Name change for Chinese vans

Diesel Industry News
Name change for Chinese vans

Australian automotive distributor WMC, has made the decision to change the name of its new range of European-designed, Chinese-manufactured vans to LDV for the Australasian market.
In consultation with SAIC, the change has been made by WMC to avoid a clash of trademarks with an Australian component company which uses the name Maxus for a range of truck and trailer components and consumables.
Acting on behalf of SAIC, WMC has been in negotiations for several months over the use of the Maxus name but has been unable to reach a commercial agreement with the Australian company. Consequently, the decision was taken to use a different name.
According to WMC Group CEO Jason Pecotic, while it is disappointing that the range will not be marketed under its global name, he is confident that the LDV brand will be well received by Australians and New Zealanders, which is the name originally used for the range when it was manufactured and marketed in Europe, prior to SAIC acquiring the brand.
“The vans are manufactured by SAIC in China and sold around the world under the Maxus name. Whilst we didn’t believe there would have been any confusion, we are excited to be using the LDV name,” says Jason Pecotic.
“LDV reflects the European heritage and design of the vans and we believe buyers will embrace the brand because of the value, engineering quality and equipment levels they will offer,” he says.
The new generation of LDV V80 vans are based on a front-drive platform developed in Britain as the LDV, using the latest generation common rail turbo diesel power plants by Italian maker VM Motori.
SAIC purchased the British commercial vehicle operation and intellectual rights to the van from the company in 2009 and has invested in further R&D and engineering to ensure it meets the latest European standards.
WMC is planning to launch a seven-model range of LDV V80 vans from the fourth quarter of 2012 in Australia with three cargo versions and four passenger models.
The line-up will include a short wheelbase and long wheel base cargo van both with standard roof height as well as a high roof version of the long wheelbase model. The range will feature load capacity of between nine and 14 cubic metres and a payload of up to 1.8 tonnes.
The four passenger van variants will include the 11-passenger short wheelbase with standard roof as well as a 15-passenger long wheelbase variant in either standard roof or high roof configuration and an 11-passenger long wheel base luxury model.
The LDV vehicles will also come with a high level of standard features which are not available or are options on other brands, which supports the high level of build quality, design and positioning of the product.

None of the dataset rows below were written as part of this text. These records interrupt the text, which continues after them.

PR #5044, opened 2026-07-07
fix(daemon): mark workspaces root so escaped subprocesses still fail closed MUL-4199

beastpu:
Fixes #5043. Follow-up to #4209 / #4204.

## Root cause

The daemon-task marker from #4209 is written into each task **workdir** and discovered by walking **upward** from the CLI's cwd. A subprocess that lost every `MULTICA_*` env var (sandbox fault) and runs `multica` from the workdir's **parent** directory sits above the marker: the walk finds no daemon signal, `resolveToken` falls back to the user's config PAT, and agent writes are misattributed to the workspace owner (`author_type=member`). Reproduced in production; see the issue for the exact tree shape.

## Fix

Write a persistent marker at `{WorkspacesRoot}/.multica/daemon_task_context.json`:

- `execenv.EnsureWorkspacesRootMarker` — idempotent; never clobbers a foreign file at the marker path (reported as an error instead).
- Called on daemon startup (`Run`) and re-ensured on every task `Prepare` (self-heals if removed while the daemon runs). Both call sites are non-fatal: a failure degrades to the existing per-workdir protection.

Every directory under `WorkspacesRoot` is daemon-owned, so the CLI's existing upward walk now hits a signal from anywhere inside the tree — task dir, workspace dir, sibling task dirs, or the root itself — and fails closed demanding a `mat_` token. **No CLI changes**; normal user cwds are unaffected (`MULTICA_SERVER_URL` alone still isn't a daemon signal, per #4209's design).

GC and disk-usage scans are unaffected: they iterate directory entries only, and the root-level `.multica/` contains a single JSON file.

## Tests

- `TestEnsureWorkspacesRootMarker` — fresh write, idempotency, foreign-file refusal (content preserved), empty-root rejection.
- `TestPrepare_WritesWorkspacesRootMarker` — Prepare self-heals the root marker.
- `TestNewAPIClient_WorkdirParentEscapeFailsClosed` — full reproduction: config seeded with a `mul_` PAT, daemon-shaped tree, cwd at the workdir's parent, all env cleared → `resolveToken` returns empty and `newAPIClient` fails demanding a `mat_` token.

`go vet` + `go build` + `go test ./internal/daemon/... ./cmd/multica/...` pass on this branch.

## Residual risk (documented, out of scope)

[...]

PR #4437, opened 2026-06-23
MUL-3548: fix(cli): add daemon signal check to resolveToken() to prevent silent PAT fallback in agent child processes

Oxygen56:
## Summary

When a daemon-managed agent process spawns child subprocesses, the runtime may not forward `MULTICA_AGENT_ID` / `MULTICA_TASK_ID`, causing `inAgentExecutionContext()` to return `false`. Without this fix, `resolveToken()` would then silently fall back to the user-global CLI config token, which is how agent operations land as the wrong actor (e.g. comments attributed to the runtime owner rather than the agent).

## Fix

Insert a `MULTICA_DAEMON_PORT` check between the agent-context guard and the config fallback in `resolveToken()`. `MULTICA_DAEMON_PORT` is always set by the daemon when it spawns agent tasks and is less likely to be stripped by runtime child-process isolation. When detected, we **fail closed** (return empty) instead of reaching the user-global config.

## Trade-off (fail-closed)

A process that is genuinely not in a daemon-managed context but somehow has `MULTICA_DAEMON_PORT` set will also refuse to use the config token. In practice, `MULTICA_DAEMON_PORT` is only set in the agent env block injected by the daemon's task runner, so the signal is specific enough to be reliable.

## Changes

- **`server/cmd/multica/cmd_auth.go`**: Added `MULTICA_DAEMON_PORT` env check in `resolveToken()` (+8 lines)
- **`server/cmd/multica/cmd_agent_test.go`**: Added two test cases to `TestResolveToken_AgentContextSkipsConfig` covering daemon signal behavior (+22 lines), and explicitly unset `MULTICA_DAEMON_PORT` in the existing "outside agent context" test case

## References

- Upstream issue: #4204
- Root cause analysis: agent child processes lose `MULTICA_AGENT_ID` / `MULTICA_TASK_ID` env vars, causing silent fallback to the user-global CLI token
- Design decision: use `MULTICA_DAEMON_PORT` as a fail-closed guard — this env var is reliably set by the daemon task runner and unlikely to be stripped by child-process isolation

PR #4209, opened 2026-06-16
Prevent daemon task CLI fallback to user tokens

beastpu:
Fixes #4204

## Summary
- treat `MULTICA_DAEMON_PORT` as a daemon-managed execution marker in CLI auth/workspace resolution
- refuse config-file token/workspace fallback when that marker is present and `MULTICA_TOKEN` / `MULTICA_WORKSPACE_ID` are missing
- keep normal user CLI behavior where `MULTICA_SERVER_URL` alone can still pair with the saved config token

## Review against issue
- A daemon task subprocess that keeps `MULTICA_DAEMON_PORT` but loses `MULTICA_TOKEN`, `MULTICA_AGENT_ID`, and `MULTICA_TASK_ID` now fails closed instead of silently using a `mul_` PAT.
- `newAPIClient` applies the existing task-scoped `mat_` requirement to the daemon marker path as well.
- The change intentionally does not treat `MULTICA_SERVER_URL` alone as daemon context because users commonly set it for normal CLI sessions.

## Verification
- `go test ./cmd/multica -run 'TestResolve(Token|WorkspaceID)|TestNewAPIClient'`\n- `go test ./cmd/multica`\n- `git diff --check`

PR #6407, opened 2026-08-05
MUL-5742 fix(cli): isolate daemon task profile state

rongchenzheng:
## Summary

- add a private per-task Multica config root without replacing provider-facing `HOME` or XDG variables
- make task API authentication fail closed on missing or non-task credentials and prevent fallback to human profile state
- isolate task `config show/set`, redact task `auth status`, and reject human/local profile and daemon commands in managed tasks
- document the phase-one boundary and its same-UID filesystem limitation

## Tests

- `/tmp/multica-go1.26.1/bin/go test ./internal/cli ./cmd/multica ./internal/daemon/execenv ./internal/daemon -count=1`
- `git diff HEAD^ --check`

Full `go test ./...` was also attempted. It has failures in unmodified packages: `internal/daemon/repocache` encounters an already-existing test branch, and several `pkg/agent` process/timing tests fail around their five-second boundaries in this environment.

## Tracking

Multica governance issue: ERI-46 (`50cb7636-c632-4219-b6be-31eb99f694b2`).

This phase prevents implicit Owner-profile resolution. It does not claim hard same-UID filesystem confidentiality; a dedicated Unix user, container, VM, or equivalent OS boundary is required for that guarantee.


Bohan-J (approved):
Thank you for this contribution, @rongchenzheng — and welcome as a first-time contributor! 🎉

This closes out the last open path in the task-identity hardening series (#4142 → #4437 → #4209 → #5044): the CLI profile/config state itself. The boundary is exactly right — task-local `MULTICA_TASK_CONFIG_ROOT` redirection with fail-closed guards for human-local commands, while deliberately leaving `HOME`/XDG untouched for provider tooling. The negative-test coverage (owner profile untouched, fail-closed without task root/token, no credential material in `auth status`) is thorough, and the docs honestly state what this does *not* guarantee (same-UID file access).

Final verification on top of current `main` (merge of `2c06a8b0b`): build, vet, `internal/cli`, `internal/daemon/execenv` (incl. the ByteIdentical brief-stability tests), `internal/daemon`, and the full `cmd/multica` suite all pass. Merging.

Follow-ups tracked on our side (not blockers): a task-scoped read-only diagnostics channel (`daemon status` + default-scope `disk-usage`) and an explicit, auditable owner-profile opt-in.

PR #6410, opened 2026-08-05
fix(autopilot): invalidate empty cache for scheduled tasks (MUL-5747)

rongchenzheng:
## Summary

- reuse the router's fully wired `TaskService` and `AutopilotService` for background workers
- ensure schedule-triggered Autopilot enqueue bumps the same Redis empty-claim cache used by claim handlers before sending the daemon wakeup
- add a regression test that pins background/router service identity

## Root cause

`NewRouterWithOptions` wires `h.TaskService.EmptyClaim = NewEmptyClaimCache(rdb)`, but `main` constructed a second `TaskService` for the Autopilot scheduler. Schedule dispatch called `NotifyTaskEnqueued` on that second service: the daemon wakeup was delivered, while the claim path's cached empty verdict was not invalidated. An idle runtime therefore kept receiving empty claims until the 3-minute cache TTL expired. Manual dispatch used the router service and did not have this delay.

The same duplicate service was also passed to the runtime sweeper; reusing the router services removes that configuration drift.

## Validation

- `go test ./cmd/server ./internal/service -count=1`
- focused empty-cache race/order tests pass
- focused Autopilot scheduler tests pass
- `git diff --check`

No daemon restart, production mutation, migration, or real Monitor schedule enablement was performed.

### DIFF
--- a/server/cmd/server/main.go
+++ b/server/cmd/server/main.go
@@ -172,6 +172,10 @@ func envBool(name string, def bool) bool {
 	return v
 }
 
+func backgroundServices(h *handler.Handler) (*service.TaskService, *service.AutopilotService) {
+	return h.TaskService, h.AutopilotService
+}
+
 func main() {
 	logger.Init()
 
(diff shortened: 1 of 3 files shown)


Bohan-J:
Thanks for this — excellent first contribution, and a genuinely tricky bug to have spotted.

We independently traced the chain end to end and it holds up exactly as you described: the router assigns `h.TaskService.EmptyClaim`, `main` built a second `TaskService` for the schedule dispatch job, and because `EmptyClaimCache` is deliberately nil-safe the missed invalidation is *silent* — `Bump` no-ops while the daemon wakeup still fires. `ClaimTaskForRuntime` then short-circuits on the cached verdict with no bypass for wakeup-driven claims, so an idle runtime keeps returning empty claims until the TTL expires. We reproduced it against a real Redis and confirmed the shared-service fix clears it. Your "up to 3 minutes" figure is accurate, not rounded up.

Reusing the router's services is the right call: it's a strict superset of the instance `main` was building (same Queries, tx entry, Hub, Bus, Analytics, Metrics, Wakeup) plus the wiring that was missing, so nothing is lost and the runtime sweeper gets the same correction for free.

We pushed two commits on top before merging, both test-only — your implementation change is untouched:

- `TestBackgroundServicesReuseRouterServices` asserted that `backgroundServices` returns `h`'s fields, which is the helper's entire implementation. It stayed green when we reintroduced the original duplicate-service wiring in `main()` — the exact regression it was named for. It's replaced with an AST guard over `main.go` that fails when `main()` constructs its own services, stops calling `backgroundServices`, or passes it anything other than the router's handler. The repo already uses this pattern in `daemon/agent_command_names_test.go` and `metrics/business_pairing_test.go`.
- A service-level test covering the underlying hazard directly: an `EmptyClaim`-less `TaskService` fires the wakeup while the claim path's cached empty verdict survives. It runs against the Redis service in CI.

Both are mutation-verified — reintroducing the bug fails them.

One thing worth carrying forward from your fix: the deeper issue is that `NewTaskService` lets you build a half-configured instance with `EmptyClaim` attached afterwards, so this class of bug can reappear anywhere else someone constructs one. That's pre-existing and well outside the scope of this PR, but your change is what surfaced it.

Merging now. Thanks again!

PR #6413, opened 2026-08-05
feat(runtime): fail over provider-limit retries

okssusucha:
## Summary

- classify Claude session-limit responses as provider quota failures, including mixed-version daemon catchalls
- route quota/rate-limit retry children to the first configured online runtime with the same workspace, owner, daemon, and provider
- resume automatic retries from their exact failed parent across compatible runtimes, preserving workdir and resumable session context
- document `runtime_config.failover.runtime_ids` and keep retries bounded by the existing attempt budget

## Verification

- `go test ./pkg/taskfailure ./internal/service ./internal/handler`
- `go test ./...` passes all relevant packages; the existing `TestCodexExecuteSemanticInactivityAllowsContinuousMessages` timing test fails at its 72 ms timeout and reproduces unchanged on `origin/main`
- database-backed integration cases are included but skip locally without `DATABASE_URL`; CI should exercise them

### DIFF
--- a/server/internal/handler/daemon.go
+++ b/server/internal/handler/daemon.go
@@ -1635,6 +1635,31 @@ type claimBuildFailure struct {
 func (h *Handler) buildClaimedTaskResponse(r *http.Request, task *db.AgentTaskQueue, runtime db.AgentRuntime, runtimeID, runtimeWorkspaceID string) (resp AgentTaskResponse, deliveredCommentIDs []pgtype.UUID, agentSkillCount, builtinSkillCount int, failure *claimBuildFailure) {
 	// Build response with fresh agent data (name + skills + custom_env + custom_args).
 	resp = taskToResponse(*task, runtimeWorkspaceID)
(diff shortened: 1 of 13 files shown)


multica-eve:
Thank you for putting this together and for the thoughtful work on preserving task progress across retries. We agree with the underlying problem: unattended tasks should recover gracefully when a provider quota is reached.

After reviewing the product boundary, we have decided not to proceed with this implementation. Multica plans to address this through platform-level, quota-aware recoverable scheduling: distinguishing quota resets from rate limits and provider capacity, pausing and resuming work with an explicit recovery policy, and making any billing or identity transition visible and opt-in.

Routing a failed attempt to another runtime while carrying over its session context does not currently provide enough guarantees around credential and session compatibility, and it may also replay external side effects that already occurred. Addressing those concerns would require a different platform-level design rather than incremental changes to this PR, so we are going to close it.

We appreciate the contribution—it helped clarify the requirements and will inform the design of the platform-level recovery flow.

PR #2963, opened 2026-05-21
Fix squad fallback delegation from leader comments

YOMXXX:
## Summary
- enqueue fallback mention tasks when an agent-generated comment mentions another agent or squad
- avoid duplicate pending fallback tasks and skip self-delegation for squad leaders
- add coverage for leader output that delegates to a worker

## Tests
- cd server && go test ./internal/service ./internal/handler -run 'TestCompleteTask_SquadLeaderFallbackMentionEnqueuesWorker|TestCompleteTask_SquadLeaderActionStillSynthesizesComment|TestCreateComment_SquadLeaderNoActionRejectsComment' -count=1
- git diff --check

Issue #2702, opened 2026-05-15
[Bug]: 小队功能以为自己派了子agent但是没有真正指派


kkbel:
### Deployment type

Official App

### What happened?

在评论区@小队，让小队负责人来安排小队的agent工作，提示已经成功安排了，但是实际没有安排，但是记录了已经安排的状态

### Steps to reproduce

<img width="1050" height="354" alt="Image" src="https://github.com/user-attachments/assets/60b697a9-cac5-44a1-a31b-5b10a85b5837" />

### Additional context (optional)

```shell

```

forrestchang:
<img width="1836" height="166" alt="Image" src="https://github.com/user-attachments/assets/4d50ef4e-7e9b-4448-94a5-bbeffcafbc2f" />

这里 agent 自己评估的是无需操作。

kkbel:
上一条是说已经委托发布工程师了，但实际上发布工程师没有被触发过

forrestchang:
> 上一条是说已经委托发布工程师了，但实际上发布工程师没有被触发过

具体使用的是什么 runtime & 模型？可以发我一下对应 Issue 的 ID，我们来排查一下。

kkbel:
请问这个“无需操作”的判断条件是什么？是小队指引可以控制的，还是内置的代码判断条件？我在agent提示词里和小队指引里都禁止了无需操作这个动作，依然大面积存在该问题

kkbel:
我发现问题应该是出在 使用了opencode，multica与opencode通信异常导致fallback之类的，所以就出现不工作了

Bohan-J:
@kkbel #2692 看下是不是这个问题导致的

ADanMan:
I think I found the actual mechanism here, and it's separate from #2692 (which Bohan-J linked above but is a different, already-closed opencode 1.15.0 stdout-flush bug — unrelated to this).

There are two comment-creation paths. The live one, `CreateComment` in `server/internal/handler/comment.go`, already resolves @mentions into delegated tasks via `computeCommentAgentTriggers`/`enqueueCommentAgentTriggers`. But when an agent's session ends without posting a live comment, `createAgentComment` in `server/internal/service/task.go` (called from `CompleteTask`) synthesizes a comment from the task's final output instead — and that path has zero mention-parsing. So if the delegation @mention only shows up in the synthesized completion text (matching the squad briefing's instructed format), it's silently dropped. That would line up with kkbel's note above about an opencode-related fallback.

[...]

PR #6456, opened 2026-08-05
fix(mentions): route synthesized agent comments

ianchen08:
## Summary
- route mentions from synthesized task-completion comments through the normal comment trigger engine
- preserve current invoke authorization, attribution, squad resolution, pending-task folding, and blocked outcomes
- add a regression test proving a synthesized agent mention enqueues the target
- document the fallback path in the built-in mentioning source map

## Why
When an agent finishes without posting a live comment, CompleteTask synthesizes a comment from final output. That persisted the handoff text but previously skipped mention routing, so the UI could show a delegation that never ran. This addresses #2702.

#2963 identified the same gap, but enqueues directly from TaskService. Current main has additional authorization, attribution, coalescing/deferred, and blocked-outcome behavior in the handler trigger engine. This change calls that existing engine instead of duplicating its logic.

## Tests
- go test ./internal/service -count=1
- go test -v ./internal/handler -run TestCompleteTask_SynthesizedMentionEnqueuesTarget\|TestCompleteTask_SquadLeaderActionStillSynthesizesComment -count=1 (isolated migrated PostgreSQL)
- git diff --check

### DIFF
--- a/server/internal/handler/comment.go
+++ b/server/internal/handler/comment.go
@@ -1930,6 +1930,32 @@ func isClientAuthorableCommentType(t string) bool {
 	return ok
 }
 
+// triggerSynthesizedAgentComment routes explicit mentions from the fallback
+// comment TaskService creates when an agent finishes without posting a live
+// comment. It deliberately reuses the normal comment trigger engine instead
+// of enqueueing from the service layer, preserving invoke authorization,
+// attribution, squad resolution, pending-task folding, and blocked outcomes.
+func (h *Handler) triggerSynthesizedAgentComment(ctx context.Context, issue db.Issue, comment db.Comment) {
+	if comment.Type != "comment" || comment.AuthorType != "agent" {
+		return
+	}
+
+	var parentComment *db.Comment
+	if comment.ParentID.Valid {
+		if parent, err := h.Queries.GetCommentInWorkspace(ctx, db.GetCommentInWorkspaceParams{
+			ID:          comment.ParentID,
+			WorkspaceID: issue.WorkspaceID,
+		}); err == nil {
+			parentComment = &parent
+		}
+	}
+
+	authorID := uuidToString(comment.AuthorID)
+	originatorUserID := uuidToString(h.TaskService.ResolveOriginatorFromTriggerComment(ctx, issue.WorkspaceID, comment.ID))
+	delegationAuthority := h.autopilotDelegationAuthorityFromComment(ctx, issue, comment)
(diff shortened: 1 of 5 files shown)


Bohan-J:
Thanks for digging into #2702, and for routing this through the existing trigger engine instead of duplicating the enqueue logic in `TaskService` — that instinct is right, and it's a real improvement over the approach in #2963.

We're going to pass on this one, but because of the premise rather than the implementation.

The fallback comment `CompleteTask` synthesizes is not a supported delivery mode — it is the repair for a run that went wrong. Every issue-kind run is required to post exactly one comment: see the `## Output` section in `server/internal/daemon/execenv/runtime_config_sections.go` ("Final results MUST be delivered via `multica issue comment add`" / "Post exactly ONE comment per run"). The only sanctioned no-comment outcome is a squad leader recording `no_action`, and that case never reaches the synthesizer — `suppressNoActionComment` short-circuits the whole block in `server/internal/service/task.go`. Chat, quick-create and autopilot run-only tasks carry no issue id by construction, so the `task.IssueID.Valid` guard excludes them as well.

So the code path this PR adds mention routing to fires if and only if an agent violated the delivery contract:

- agent follows the contract → the new hook never fires;
- agent violates it → the hook fires, and the text we now parse for delegations is raw final output that was never addressed to the platform.

That grants delegation authority to exactly the runs whose output we trust least. An agent that quotes an issue description, or writes "I should have handed this to @X", would now really enqueue those agents. Plain `@agent` mentions are intentionally not self-suppressed (see the doc comment above `resolveMentionedAgentCommentTriggers`), so the only bound is the `HasPendingTaskForIssueAndAgent` dedup.

We also read the user-visible bug in #2702 as living somewhere else — in two layers:

1. **Root cause.** The runtime failed to post the comment at all; the reporter traced it to an opencode fallback. Today that failure is invisible in the product: the server quietly synthesizes a comment and leaves a single `slog` line. Making the synthesized comment behave more like a real one hides that class of failure further.
2. **Presentation.** A synthesized comment is indistinguishable from an agent-authored one — there is no marker column, `source_task_id` is set on both, and `type` is `comment` either way. So the UI renders its mentions as live, clickable delegations. That is where "it says it delegated but nothing ran" actually comes from.

The direction we would rather take is to mark the synthesized comment as the degraded artifact it is, render it as "this run ended without a proper report, here is its raw output", and stop presenting its mentions as executed delegations. That closes the perception gap without making stdout side-effecting, and it surfaces the underlying runtime failure instead of papering over it.

Closing for that reason. The patch itself was careful — the optional-hook shape and the decision to reuse `triggerTasksForComment` were both the right calls — and if the marker-column direction above interests you, we would be glad to look at that.

PR #6477, opened 2026-08-06
fix(chat): prevent duplicate floating chat starter prompt sends

Bbbtt04:
## Problem

Rapidly clicking a starter prompt twice in the floating chat could create two independent conversations and enqueue two agent tasks for the same prompt.

This is a functional duplication issue rather than a visual-only problem: both conversations are persisted and both tasks can run and consume resources.

### Before

The same starter prompt is clicked twice in quick succession. Two conversations with the same title are created and shown as running.

Before: two conversations created from two rapid clicks

## Root cause

Each starter-prompt click called the send flow immediately. While the first click was still creating its conversation, the second click could enter the same flow before the new active conversation had been published, so both calls created a conversation.

## Fix

- Debounce starter-prompt clicks for 300 ms on the trailing edge.
- Reset the timer whenever another starter prompt is clicked during that interval.
- Submit only the latest prompt after there have been no further clicks for 300 ms.
- Clear the pending timer when the floating chat unmounts.
- Keep normal composer sends and queued follow-up behavior unchanged.

This is a frontend-only change scoped to the floating chat.

### After

Two rapid clicks within the debounce interval now create one conversation and one running message.

After: one conversation created and one message running

The recording files are linked from the earlier reproduction commit and are not included in the final PR diff.

## Regression coverage

The component test uses controlled timers to click the same starter prompt twice, verifies that nothing is sent before 300 ms, and then verifies that conversation creation and message submission each occur exactly once.

## Validation

- `pnpm exec vitest run chat/components/chat-window.test.tsx --reporter=verbose`
- `pnpm --filter @multica/views test` — 310 test files, 3,645 tests passed
- `pnpm typecheck` — 6 packages passed
- `pnpm --filter @multica/views lint` — 0 errors (20 pre-existing warnings)
- `git diff --check`
- Manual before/after browser verification with two rapid clicks


Bbbtt04:
Closing as superseded by the conversation-starter flow now on `main` (#7261, #7573, #7592). Starter actions now prefill and focus the composer instead of sending immediately, so the duplicate automatic-send path fixed by this PR no longer exists. The current regression coverage passes in `@multica/views` (53 tests across `chat-input.test.tsx` and `chat-empty-state.test.tsx`).

PR #6479, opened 2026-08-06
fix(agents): accumulate cache-read tokens in the kimi ACP backend

### LINKED ISSUE #6448: [Bug]: kimi backend drops cache token usage: only InputTokens/OutputTokens accumulated from the ACP prompt result
## Summary

Task usage for kimi runs never carries `cache_read_tokens` / `cache_write_tokens`. The kimi backend accumulates only `InputTokens` and `OutputTokens` from the shared ACP prompt result, so any cache usage the CLI reports is dropped before it reaches `TaskUsageEntry`. Sibling ACP backends (hermes, traecli) accumulate the cache fields from the same struct; kimi appears to be the only one missing it, similar in shape to #6308 ("kimi.go was the only ACP backend missing the streamingCurrentTurn gate").

## Where

At `a23b936b` (current main), `server/pkg/agent/kimi.go:375-376`:

```go
c.usage.InputTokens += pr.usage.InputTokens
c.usage.OutputTokens += pr.usage.OutputTokens
```

`pr` is a `hermesPromptResult`, and `parseACPTokenUsage` already parses `cachedReadTokens` / `cacheWriteTokens` (and several aliases) into `TokenUsage.CacheReadTokens` / `CacheWriteTokens`. The hermes and traecli backends accumulate those two fields at the equivalent point; kimi does not, so the parsed values are discarded. The later guard in kimi.go (`u.CacheReadTokens > 0 || u.CacheWriteTokens > 0`) can never be true on this path.

## Observed effect

Measured on a real workspace (Multica v0.4.18, daemon commit b312e1cbb, macOS arm64, kimi CLI running kimi-k3):

- The kimi CLI's own session log (`~/.kimi-code/sessions/.../agents/main/wire.jsonl`) records per-call usage for one reviewer session as: 24 calls, `inputOther` 79,649, `inputCacheRead` 1,548,800, `inputCacheCreation` 0, `output` 13,071.
- The board usage for the same runs shows roughly 173k plain input tokens and zero in both cache columns. About 1.5M cache-read tokens are invisible.

Cost impact: kimi-k3 prices cache hits at $0.30/M vs $3.00/M for misses (10x). Without the split, any cost accounting on kimi lanes is off by roughly an order of magnitude on the input side.

## Possible second gap

The CLI's local wire log names the fields `inputOther` / `inputCacheRead` / `inputCacheCreation`. I have not captured what the kimi CLI sends in the ACP `prompt` response `usage` payload. If it uses the same names there instead of `cachedReadTokens`, the alias list in `parseACPTokenUsage` would also need extending, and `inputOther` vs total-input semantics would need mapping. Worth capturing a live ACP frame while fixing.

## Suggested fix

Accumulate `CacheReadTokens` / `CacheWriteTokens` in kimi.go the way hermes and traecli do, and extend the `parseACPTokenUsage` alias list if the live frame shows kimi-specific field names.

pengfeixx:
## Summary

The kimi ACP backend dropped `CacheReadTokens` from every `session/prompt` result. At the prompt-merge point `server/pkg/agent/kimi.go` accumulated only `InputTokens`/`OutputTokens`, even though `parseACPTokenUsage` already parses `cachedReadTokens` (and its aliases) and the sibling hermes and traecli backends accumulate the field at the same point. The downstream guard on `CacheReadTokens` could therefore never be true on this path, so kimi cache reads never reached the usage/cost dashboard — the reporter measured ~1.5M cache-read tokens invisible on a single reviewer session, which also throws kimi cost accounting off by roughly an order of magnitude on the input side.

## Change

- Accumulate `CacheReadTokens` from the prompt result in `kimi.go`, matching `hermes.go` and `traecli.go` line-for-line at this merge point.
- Add `TestKimiBackendAccumulatesCacheReadTokens`, which drives the backend with a fake `kimi acp` that reports `cachedReadTokens` in the prompt response and asserts the value reaches `Result.Usage`. The test fails without the fix (`cacheReadTokens: got 0, want 500`) and passes with it.

`parseACPTokenUsage` is left unchanged: it already covers `cachedReadTokens`, `cacheReadTokens`, `cached_input_tokens`, `cache_read_tokens`, and `cache_read_input_tokens`, and no live ACP frame was captured showing a kimi-specific name it does not already parse, so extending the alias list would be speculative.

Fixes #6448

### DIFF
--- a/server/pkg/agent/kimi.go
+++ b/server/pkg/agent/kimi.go
@@ -374,6 +374,7 @@ func (b *kimiBackend) Execute(ctx context.Context, prompt string, opts ExecOptio
 				c.usageMu.Lock()
 				c.usage.InputTokens += pr.usage.InputTokens
 				c.usage.OutputTokens += pr.usage.OutputTokens
+				c.usage.CacheReadTokens += pr.usage.CacheReadTokens
 				c.usageMu.Unlock()
 			default:
 			}
--- a/server/pkg/agent/kimi_test.go
+++ b/server/pkg/agent/kimi_test.go
@@ -495,3 +495,77 @@ func TestKimiBackendDropsHistoryReplayOnResume(t *testing.T) {
 		}
 	}
 }
+
+// fakeKimiACPUsageScript impersonates `kimi acp` for a single turn and
+// reports cache usage in the session/prompt result, the way a real kimi
+// turn that hits a prompt cache does. The backend must carry
+// cachedReadTokens through into Result.Usage the same way the hermes and
+// traecli backends do; before the fix kimi.go accumulated only
+// InputTokens/OutputTokens and dropped the cache field (see #6448).
+func fakeKimiACPUsageScript() string {
+	return `#!/bin/sh
+while IFS= read -r line; do
+  id=$(printf '%s' "$line" | sed -n 's/.*"id":\([0-9]*\).*/\1/p')
+  case "$line" in
+    *'"method":"initialize"'*)
+      printf '{"jsonrpc":"2.0","id":%s,"result":{"protocolVersion":1,"agentCapabilities":{}}}\n' "$id"
+      ;;
+    *'"method":"session/new"'*)
+      printf '{"jsonrpc":"2.0","id":%s,"result":{"sessionId":"ses_fake"}}\n' "$id"
+      ;;
+    *'"method":"session/prompt"'*)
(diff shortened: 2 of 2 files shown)


multica-eve:
Closing as superseded by #6495, which fixes current Kimi releases by reading their session wire logs. Current Kimi ACP responses do not expose billing token usage, so this prompt-result-only change would not affect real runs. Thanks for the investigation and patch—the field-mapping work helped lead us to the working data source.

These standard features include rear barn doors, tyre pressure monitoring, 16" alloy wheels, dual sliding doors and door integrated electric entry steps.
LDV vans meet European crash and safety standards and the VM Motori diesel will attain the latest emission standards. The LDV van suspension and handling has also been tuned by automotive design and engineering consultants in Europe.
The 2.5 litre VM diesel in the Maxus range boasts 100kW of power and 330Nm of torque.
Further details of the LDV range and specification will be revealed close to the launch date.